Tragic events over the past year have shone a light on one of our nation’s most urgent moral issues—the inequitable and ineffective state of our criminal justice system.
Too many Americans have lost faith in the essential American principle of equal justice under law because our system disproportionately harms poor people and people of color.
Last December, when I called for my office to be appointed as temporary special prosecutor in cases in which unarmed civilians die during encounters with police in New York state, I did so in large part to help restore confidence in our justice system.
New York took an important step towards a renewed public confidence when Gov. Andrew Cuomo granted my office that power in early July. However, the crisis of confidence is rooted in far more than those rare, tragic cases in which a civilian dies during an encounter with the police. Serious structural issues must be addressed if all our citizens are expected to feel that our system provides equal justice under law. Without reform, we are consigning an entire generation of young, predominantly African-American men to incarceration with little hope of a successful future.
Meaningful reform is possible—and it works.
Take, for example, our reforms of the draconian Rockefeller drug laws. Back in 2009, critics said those reforms would spur a crime wave. One columnist called my reform bill “the drug dealer protection act.” Six years later, crime rates are down. Recidivism is down. The prison population is shrinking. And New York taxpayers are saving millions each year on the costs of trying and imprisoning non-violent drug offenders.
The success of the Rockefeller reforms highlighted just how far we still have to go in New York. Our system still ensnares far too many young people and continues to heap punishment on offenders long after they have served their time.
At every step of the process—in encounters with police, bail and sentencing decisions and re-entry options after release—we can adopt evidence-based practices that will reduce both crime and our prison population.
For many young people, their first contact with the criminal justice system is not a police stop on the street.

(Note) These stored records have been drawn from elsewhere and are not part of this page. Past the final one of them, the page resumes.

PR #4876, opened 2021-09-23
E2E: use eck-diagnostics instead of shell script

pebrc:
We should use the new diagnostics tool internally in our e2e test suite before sharing it with users. This replaces `eck-dump.sh` and the custom code to run stack diagnostics with the new tool. It also removes the kind binaries from the CI images as we have already moved them to dedicated images inside deployer.


thbkrkr:
As this now generates a `.zip`, I think we also need to update the `pattern: "*.tgz"` in the [pipeline definitions](https://github.com/elastic/cloud-on-k8s/tree/master/.ci/pipelines).

pebrc:
> As this now generates a `.zip`, I think we also need to update the `pattern: "*.tgz"` in the [pipeline definitions](https://github.com/elastic/cloud-on-k8s/tree/master/.ci/pipelines).

Ah good point. I forgot that we changed the archive format ...

thbkrkr (approved):
LGTM

pebrc:
I have not fully tested this on CI but only in a limited simulation locally. Going to risk the merge nonetheless.

PR #4889, opened 2021-09-28
Move to env vars based Fleet mode configuration

david-kow:
Currently, configuration of Fleet is passed to the Elastic Agent in `fleet-setup.yml` file. This is convenient because it's structured and the entire config lives in a single file. Unfortunately, it's also difficult to override values from the file as it takes precedence over environmental variables. Any override requires manipulating `fleet-setup.yml` file to either modify or remove a setting. Users might want to do it when:
- disabling Fleet setup
- using pre-generated enrollment tokens
- using different ES/FS URL to avoid TLS certificate failures (when Service URL is not on SAN list)

To make creating overrides easier, this PR removes creating `fleet-setup.yml` file and makes the operator pass the config through Pods environmental variables. This also moves us from the undocumented to [documented](https://www.elastic.co/guide/en/fleet/current/agent-environment-variables.html) way of configuring the Elastic Agent. Environment variables are easy to override using `podTemplate` spec in the CRD.

This is a breaking change and will require users that are modifying `fleet-setup.yml` file as a part of Pod start up to:
1. change their modification logic to expect `fleet-setup.yml` file/mount to be absent
1. set the modified values through environmental variables
2. upgrade the operator
3. remove their modification logic

The above steps will result in upgrade without interruptions. Having said that, I'd expect very few users to be affected by this change and to have to follow those steps.


david-kow:
`java.lang.IllegalStateException: JENKINS-37121: something already locked /var/lib/jenkins/workspace/cloud-on-k8s-pr` - I'll retry in a while.

david-kow:
jenkins test this please

pebrc:
Just to better understand: why did we go with a file based approach to begin with?
What about security implications? IIRC correctly agent has no facility for secure settings so what will now be in an environment variable used to be in a file mounted in the Pod. Both requiring roughly the same degree of access to read i.e. the ability to exec into the pod for example or the ability to access the underlying secrets. So no change here correct?

david-kow:
> Just to better understand: why did we go with a file based approach to begin with? What about security implications? IIRC correctly agent has no facility for secure settings so what will now be in an environment variable used to be in a file mounted in the Pod. Both requiring roughly the same degree of access to read i.e. the ability to exec into the pod for example or the ability to access the underlying secrets. So no change here correct?

Initially I thought it's better to have a single file so that all the settings are easily accessible/visible in a single place instead of having them spread over 10-15 environmental variables. But given that the most common use cases require to change only 0-4 variables (enrolment token, policy name, Kibana/ES CA) depending on what the customer needs I find it ok to do through env vars.

Regarding security implications, yes, I believe there is no difference with this change.

pkg/controller/agent/pod.go
```diff
@@ -323,3 +320,111 @@ func certificatesDir(association commonv1.Association) string {
...
+		fleetCfg = append(fleetCfg, corev1.EnvVar{Name: "FLEET_CA", Value: path.Join(FleetCertsMountPath, certificates.CAFileName)})
+		fleetCfg = append(fleetCfg, corev1.EnvVar{Name: "FLEET_URL", Value: fleetURL})
+	} else if agent.Spec.FleetServerRef.IsDefined() {
+		assoc, err := association.SingleAssociationOfType(agent.GetAssociations(), commonv1.FleetServerAssociationType)
+		if err != nil {
+			return nil, err
+		}
+
+		if assoc != nil {
+			fleetCfg = append(fleetCfg, corev1.EnvVar{Name: "FLEET_CA", Value: path.Join(certificatesDir(assoc), CAFileName)})
```
pebrc, line 394: Make these `FLEET_*` thingies constants?

pkg/controller/agent/pod.go
```diff
@@ -323,3 +320,111 @@ func certificatesDir(association commonv1.Association) string {
...
+			types.NamespacedName{Namespace: agent.Namespace, Name: HTTPServiceName(agent.Name)},
+			agent.Spec.HTTP.Protocol(),
+		)
+		if err != nil {
+			return nil, err
+		}
+
+		fleetCfg = append(fleetCfg, corev1.EnvVar{Name: "FLEET_CA", Value: path.Join(FleetCertsMountPath, certificates.CAFileName)})
+		fleetCfg = append(fleetCfg, corev1.EnvVar{Name: "FLEET_URL", Value: fleetURL})
+	} else if agent.Spec.FleetServerRef.IsDefined() {
```
pebrc, line 387: Maybe a comment would help the casual reader remember the different modes we have: 

* Standalone agent
* Agent acting as Fleet server
* Agent enrolled in Fleet (I think that is what `FleetServerRef` indicates

pkg/controller/agent/pod.go
```diff
@@ -323,3 +320,111 @@ func certificatesDir(association commonv1.Association) string {
...
+	esExpected := len(agent.Spec.ElasticsearchRefs) > 0 && agent.Spec.ElasticsearchRefs[0].IsDefined()
+	if esExpected {
+		esConnectionSettings, err := extractConnectionSettings(agent, client, commonv1.ElasticsearchAssociationType)
+		if err != nil {
+			return nil, err
+		}
+
+		fleetServerCfg = append(fleetServerCfg, corev1.EnvVar{Name: "FLEET_SERVER_ELASTICSEARCH_HOST", Value: esConnectionSettings.host})
+		fleetServerCfg = append(fleetServerCfg, corev1.EnvVar{Name: "FLEET_SERVER_ELASTICSEARCH_USERNAME", Value: esConnectionSettings.username})
+		fleetServerCfg = append(fleetServerCfg, corev1.EnvVar{Name: "FLEET_SERVER_ELASTICSEARCH_PASSWORD", Value: esConnectionSettings.password})
```
pebrc, line 421: This means we have passwords in clear text in the Pod spec, which I think it is not great. Should we not at least mount them from a secret?

pebrc (commented):
I think we should also have section in the ECK Fleet docs explaining the transition to env variables for users who customised their fleet config. 

Also I think when we use env variables the secret parts should be mounted from k8s secrets instead of putting them directly in the spec.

Instead, it’s in a classroom, where a minor disciplinary infraction (one that used to warrant a call to the principal’s office) now gets a call to local police.
In those cases in which our children do end up in the system, they should be treated as children. After the governor and Legislature failed to agree on a “Raise the Age” proposal this past session, New York remains one of only two states that automatically treats 16- and 17-year-olds as adults. This policy is unconscionable.
When a system treats young people this way—especially boys of color—it is no wonder the crisis of confidence endures and grows.
Restoring trust between police and the communities they serve is crucial to solving this crisis in the long run. That is why New York should follow the lead of the U.S. Department of Justice and the recommendation of the National District Attorneys Association and videotape police interviews with suspects once they are in custody.
Once they are charged, too many poor New Yorkers find themselves trapped by our unjust bail system. Unable to pay for bail, they languish in Rikers Island or other jails while they await trial, regardless of guilt.
Many interesting bail reform proposals are circulating in both the city and the state. My friends in government must move forward on those reforms.
Finally, once formerly incarcerated New Yorkers have paid their debts to society, they must be given the chance to re-enter society as productive, responsible citizens. Connecting them to jobs, housing and education is critical to driving down recidivism. My office is working with both employers and colleges to ensure New Yorkers who have earned a second chance can get one.
In all the years I have worked to reform our criminal justice system, I have never been as hopeful as I am today that we can finally tackle the big structural challenges.
The political climate is ripe for reform. It is time for New York to lead.
Eric T. Schneiderman is the attorney general of the state of New York.